Rehearing is warranted because the panel’s decision will have far-reaching
consequences for the conduct of a Judge not making any decision on uncontested
motions (Id. Dkt. #199, Dkt. #206, Dkt. #222) in cases bound by the Rules of Civil
Procedure and Rules of Criminal Procedure for 2255 cases, and motions that are well-grounded
in law by the Court’s inherit powers. The consequences that could come is
that District Court Judges can and will be able to ignore motions at their own
discretion and ignore evidence, and ignore frauds upon the court, doesn’t even matter
if those motions were well-grounded in law. For decades and centuries the Supreme
Court and lower Courts have made rulings over matters of fraud, jurisdictional
challenges, and maintaining their integrity. Chambers v. Nasco, Inc., 501 U.S. 32
(1991). Herring v. U.S., 424 F.3d 384, 387 n. 1 (3d Cir. 2005)

Quote #4:

Like the saying goes, “The
world is a dangerous place, not because of evil, but because of those who look on
and do nothing” – Quote from scientific genius Albert Einstein.
Should this very Court be sleeping on the issues of inaction by a Court that
may lack proper or valid jurisdiction? Should this Court allow motions to forever be
unanswered, and then forever just sit in the records of a Court without ever any action
taken on them? When fraud is discovered should a lower Court look on and do
nothing about it? Will the District Court ever be respected again in both the criminal
and civil contexts by allowing/ignoring fraud(s) upon the court simply because it may
be a Government counsel perpetuating these frauds?
Under the panel decision, a lower Court can repeatedly ignore motions and
refuse to make a decision on them to vacate any fraudulent begotten judgments while
forcing Petitioner to comply with unconstitutional, illegal and void judgments, and
then those that perpetuate fraud(s) upon the Court can evade legal accountability for
this misconduct. They can commit whatever crimes or misconduct that they want to
and never be held accountable for any of it. That is a serious and egregious form of
miscarriage of justice and legal abuses that will forever be considered acceptable.

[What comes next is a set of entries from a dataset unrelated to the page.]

Issue #3525, opened 2020-01-28
Make entity.metadata.entity_class optional for events published to the events APIs


calebhailey:
## Feature Suggestion

Related to #3081. 

If we implement #3081, and make that default to creating proxy entities, then `entity.metadata.entity_class` should not be required for valid events published to the Events APIs.  

## Possible Implementation

Minimum valid events published to the events APIs should be as follows: 

- `POST /api/core/v2/namespaces/:namespace/events` 

   ```json
   {
     "entity": {
       "metadata": {
         "name": "I-424242"
       }
     },
     "check": {
       "metadata": {
         "name": "helloworld"
       },
       "status": 0,
       "output": "everything is a-ok!"
     }
   }
   ```

   Default values: 
   - `entity.metadata.namespace` defaults to the `:namespace` URL path element
   - `check.metadata.namespace` defaults to the `:namespace` URL path element  
   
   <br>_NOTE: these defaults are not yet implemented._

- `POST /api/core/v2/namespaces/:namespace/events/:entity/:check` 

   ```json
   {
     "check": {
       "status": 0,
       "output": "everything is a-ok!"
     }
   }
   ```

   Default values: 
   - `entity.metadata.name` defaults to the `:entity` URL path element 
   - `entity.metadata.namespace` defaults to the `:namespace` URL path element 
   - `check.metadata.name` defaults to the `:check` URL path element 
   - `check.metadata.namespace` defaults to the `:namespace` URL path element  
   
   <br>_NOTE: these default values are already implemented._

## Context

Let's make the Sensu APIs easier to use! 🙌

echlebek:
@calebhailey, in the next major revision we hope to make all APIs use wrapped data types, which will help us avoid some major technical pitfalls we have with the current system. Is that something you see as being compatible with ease of use?

portertech:
We are going to address #3081 and ensure `event.entity.entity_class` (not `entity.metadata.entity_class`) defaults to "proxy" and is not a required field on API POST/PUT.

calebhailey:
![tenor](https://user-images.githubusercontent.com/141373/74494855-0cc6d780-4e8b-11ea-855a-44c0617ad058.gif)

PR #3551, opened 2020-02-12
Make entity_class optional in /events API

nikkixdev:

## What is this change?

Default `event.entity.entity_class` to `proxy` in the POST/PUT `/events` API.

Closes https://github.com/sensu/sensu-go/issues/3525

Yas.

Nah.

Nah.

We good.

Unit test added. Tested the payload in the original issue.

## Is this change a patch?

Milestone is 5.18.0 so merging this into master.

### DIFF
--- a/CHANGELOG.md
+++ b/CHANGELOG.md
@@ -9,6 +9,7 @@ Versioning](http://semver.org/spec/v2.0.0.html).
 
 ### Changed
 - Updated Go version from 1.13.5 to 1.13.7.
+- Default `event.entity.entity_class` to `proxy` in the POST/PUT `/events` API.
 
 ## [5.17.1] - 2020-01-31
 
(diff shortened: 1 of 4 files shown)


echlebek:
Perhaps we should disable client-side validation in sensuctl, leaving it up to the backend alone.

nikkixdev:
@echlebek good call.. let me see if that is possible without a large amount of refactoring..

nikkixdev:
@echlebek so I've done some local testing and debugging, and the backend already attempts to validate the resource at the store level. Those errors are properly passed back up to the HTTP API. Therefore, `sensuctl create`'s validation call is redundant.. wdyt of just removing that block completely?

https://github.com/sensu/sensu-go/blob/e762d55833e5ce67edd3161ce436bce0e9823db6/cli/commands/create/create.go#L253-L261

Validation errors are still surfaced:
```
Error: error putting resource 0 (/api/core/v2/namespaces/default/events/I-..%2F/helloworld): entity is invalid: entity name cannot contain spaces or special characters
```

echlebek:
@nikkixdev I think it's fine to remove client-side validation, it should reduce friction between minor versions as well.

calebhailey:
🙌 EXCITED 🙌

Brian-d-hill-uswgo-petition-rehearing-screenshot-document-text-searchable-2

U.S. Congressional candidate Laura Loomer [R-Florida] has agreed to tackle the corruption within our federal courts.

What Brian has argued is correct. If the district courts in our federal system are allowed to ignore motions to vacate fraudulent begotten judgments and offer no sanctions against a corrupt lawyer, then the federal courts have no integrity anymore. When they refuse to review the merits of evidence, refuse to review merits of a motion or petition, then we have no credible federal court system anymore. Our FEDERAL COURTS ARE F**KED.

If people allow this to happen to Brian D. Hill of USWGO alternative news because of the subject matter of his original criminal charge or if they even accept the due process violations of the Roger Stone trial, then Americans deserve to live as slaves and have no due process within our federal courts.